* [Your goal]:
Print the data that follows without changing a single word.

Saved entries
+ + + + + + +

Issue #244, opened 2021-01-18
Definition of `name` needs to be more precise


yoavweiss:
"This attribute MUST return the resolved URL of the requested resource. This attribute MUST NOT change even if the fetch redirected to a different URL." is hand-wavy. We need to define it in precise Fetch terms that make it clear that redirected URLs are not exposed (as well as clarify it as a note)

noamr:
I believe this can be closed.

Issue #252, opened 2021-01-18
4.6 Integrate the processing model with Fetch


yoavweiss:
* [x] The algorithm should be called (probably from Fetch) with clear inputs.
* [x] Step 1 - need to replace "fetched by a cross-origin stylesheet fetch with no-cors policy" with defined concepts related to the Request object.
* [x] Step 2 - replace "triggered by..." with well-defined concepts related to the Request object
* [x] Step 4 - startTime needs to be recorded as part of Fetch and communicated to the processing mode
* [x] Step 5 - The processing model of initiatorType needs to be defined in terms of Fetch. See https://github.com/w3c/resource-timing/issues/246
* [x] Step 6 - define in terms of Fetch. See https://github.com/w3c/resource-timing/issues/244
* [x] Step 7 - fetchStart needs to be recorded as part of Fetch and communicated to the processing mode
* [x] Step 8 - Seems spurious if a fetch is not initiated or terminated. Needs to fall out from the integration between Fetch and this processing model. May require definition of the Memory/Preload Cache. See https://github.com/whatwg/fetch/issues/590
* [x] Step 9 - workerStart definition should be set by Fetch/ServiceWorkers and communicated to this processing model
* [x] Step 12 - replace "resource is fetched from" with well-defined concepts
* [x] Steps 13-15 - domain lookup and connection times are not currently defined in Fetch. Need to investigate to see if/how they can be better defined.
* [x] Step 16 - "secure transport is used" needs to be replaced with Fetch concepts. Better definition of the connection times needs to be investigated.
* [x] Step 17-19 - Set requestStart, responseStart and responseEnd of part of Fetch processing.
* [x] Step 19.2 - define transferSize, encodedBodySize and decodedBodySize in terms of Fetch. Note that on transferSize, we may want to omit the header size: https://github.com/w3c/resource-timing/issues/238
* [x] Step 21 - Define redirect processing as part of the Fetch processing model
* [x] Define if entry is queued before or after the load event https://github.com/w3c/resource-timing/issues/82

noamr:
I'm seeing to ways to possible ways to go about this:

1. keep the data as a struct inside `fetch`, and call `resource timing` only at the end of the response with all the info. This would basically mean keeping a lot of timing information inside the fetch spec.
2. Call `resource timing` from multiple locations with different parameters.

I'm currently leaning towards (2), but would love to run it by you first, @annevk and @yoavweiss

annevk:
[...]

PR #257, opened 2021-02-28
Use FETCH#URL to describe the name of a request

noamr:
Instead of specifying here that it's the URL before redirects,
which is essentially the same thing.

Closes https://github.com/w3c/resource-timing/issues/244

***
<a href="https://pr-preview.s3.amazonaws.com/w3c/resource-timing/pull/257.html" title="Last updated on Feb 28, 2021, 11:28 AM UTC (f3f4bf0)">Preview</a> | <a href="https://pr-preview.s3.amazonaws.com/w3c/resource-timing/257/05e9c1b...f3f4bf0.html" title="Last updated on Feb 28, 2021, 11:28 AM UTC (f3f4bf0)">Diff</a>

### DIFF
--- a/index.html
+++ b/index.html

+ + + + + + +

* [Response]:
Issue #244, opened 2021-01-18
Definition of `name` needs to be more precise


yoavweiss:
"This attribute MUST return the resolved URL of the requested resource. This attribute MUST NOT change even if the fetch redirected to a different URL." is hand-wavy. We need to define it in precise Fetch terms that make it clear that redirected URLs are not exposed (as well as clarify it as a note)

noamr:
I believe this can be closed.

Issue #252, opened 2021-01-18
4.6 Integrate the processing model with Fetch


yoavweiss:
* [x] The algorithm should be called (probably from Fetch) with clear inputs.
* [x] Step 1 - need to replace "fetched by a cross-origin stylesheet fetch with no-cors policy" with defined concepts related to the Request object.
* [x] Step 2 - replace "triggered by..." with well-defined concepts related to the Request object
* [x] Step 4 - startTime needs to be recorded as part of Fetch and communicated to the processing mode
* [x] Step 5 - The processing model of initiatorType needs to be defined in terms of Fetch. See https://github.com/w3c/resource-timing/issues/246
* [x] Step 6 - define in terms of Fetch. See https://github.com/w3c/resource-timing/issues/244
* [x] Step 7 - fetchStart needs to be recorded as part of Fetch and communicated to the processing mode
* [x] Step 8 - Seems spurious if a fetch is not initiated or terminated. Needs to fall out from the integration between Fetch and this processing model. May require definition of the Memory/Preload Cache. See https://github.com/whatwg/fetch/issues/590
* [x] Step 9 - workerStart definition should be set by Fetch/ServiceWorkers and communicated to this processing model
* [x] Step 12 - replace "resource is fetched from" with well-defined concepts
* [x] Steps 13-15 - domain lookup and connection times are not currently defined in Fetch. Need to investigate to see if/how they can be better defined.
* [x] Step 16 - "secure transport is used" needs to be replaced with Fetch concepts. Better definition of the connection times needs to be investigated.
* [x] Step 17-19 - Set requestStart, responseStart and responseEnd of part of Fetch processing.
* [x] Step 19.2 - define transferSize, encodedBodySize and decodedBodySize in terms of Fetch. Note that on transferSize, we may want to omit the header size: https://github.com/w3c/resource-timing/issues/238
* [x] Step 21 - Define redirect processing as part of the Fetch processing model
* [x] Define if entry is queued before or after the load event https://github.com/w3c/resource-timing/issues/82

noamr:
I'm seeing to ways to possible ways to go about this:

1. keep the data as a struct inside `fetch`, and call `resource timing` only at the end of the response with all the info. This would basically mean keeping a lot of timing information inside the fetch spec.
2. Call `resource timing` from multiple locations with different parameters.

I'm currently leaning towards (2), but would love to run it by you first, @annevk and @yoavweiss

annevk:
[...]

PR #257, opened 2021-02-28
Use FETCH#URL to describe the name of a request

noamr:
Instead of specifying here that it's the URL before redirects,
which is essentially the same thing.

Closes https://github.com/w3c/resource-timing/issues/244

***
<a href="https://pr-preview.s3.amazonaws.com/w3c/resource-timing/pull/257.html" title="Last updated on Feb 28, 2021, 11:28 AM UTC (f3f4bf0)">Preview</a> | <a href="https://pr-preview.s3.amazonaws.com/w3c/resource-timing/257/05e9c1b...f3f4bf0.html" title="Last updated on Feb 28, 2021, 11:28 AM UTC (f3f4bf0)">Diff</a>

### DIFF
--- a/index.html
+++ b/index.html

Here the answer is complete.